Activity | For the records below, tally the lines that include the word "system" and report the number alone.

Provided data |
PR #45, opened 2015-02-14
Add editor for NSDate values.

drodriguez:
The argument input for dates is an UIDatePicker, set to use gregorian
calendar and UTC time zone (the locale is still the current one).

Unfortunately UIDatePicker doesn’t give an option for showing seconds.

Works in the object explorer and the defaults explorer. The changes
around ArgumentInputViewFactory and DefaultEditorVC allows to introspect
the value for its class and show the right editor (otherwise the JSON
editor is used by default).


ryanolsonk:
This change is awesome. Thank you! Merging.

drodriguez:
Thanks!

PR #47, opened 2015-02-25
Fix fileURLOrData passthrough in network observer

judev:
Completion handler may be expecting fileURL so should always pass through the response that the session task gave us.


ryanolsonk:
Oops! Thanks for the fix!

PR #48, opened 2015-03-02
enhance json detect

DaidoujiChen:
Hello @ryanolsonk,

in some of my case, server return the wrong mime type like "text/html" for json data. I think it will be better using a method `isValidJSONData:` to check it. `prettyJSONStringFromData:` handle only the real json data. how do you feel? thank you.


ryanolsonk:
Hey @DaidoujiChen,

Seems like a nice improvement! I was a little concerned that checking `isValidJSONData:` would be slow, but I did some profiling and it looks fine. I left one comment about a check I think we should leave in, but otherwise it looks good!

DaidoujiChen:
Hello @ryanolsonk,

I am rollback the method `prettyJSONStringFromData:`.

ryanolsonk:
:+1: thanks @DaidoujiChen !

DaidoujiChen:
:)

...

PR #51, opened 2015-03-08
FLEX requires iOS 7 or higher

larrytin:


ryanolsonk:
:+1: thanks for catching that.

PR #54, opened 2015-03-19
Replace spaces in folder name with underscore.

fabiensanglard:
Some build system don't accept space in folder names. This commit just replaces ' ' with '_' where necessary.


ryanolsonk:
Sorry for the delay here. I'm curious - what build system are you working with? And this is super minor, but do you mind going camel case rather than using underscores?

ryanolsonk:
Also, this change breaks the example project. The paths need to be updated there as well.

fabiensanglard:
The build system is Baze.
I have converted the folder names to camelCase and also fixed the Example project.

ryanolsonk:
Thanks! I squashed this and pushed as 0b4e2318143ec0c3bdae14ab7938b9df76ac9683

Solution for this exercise | 3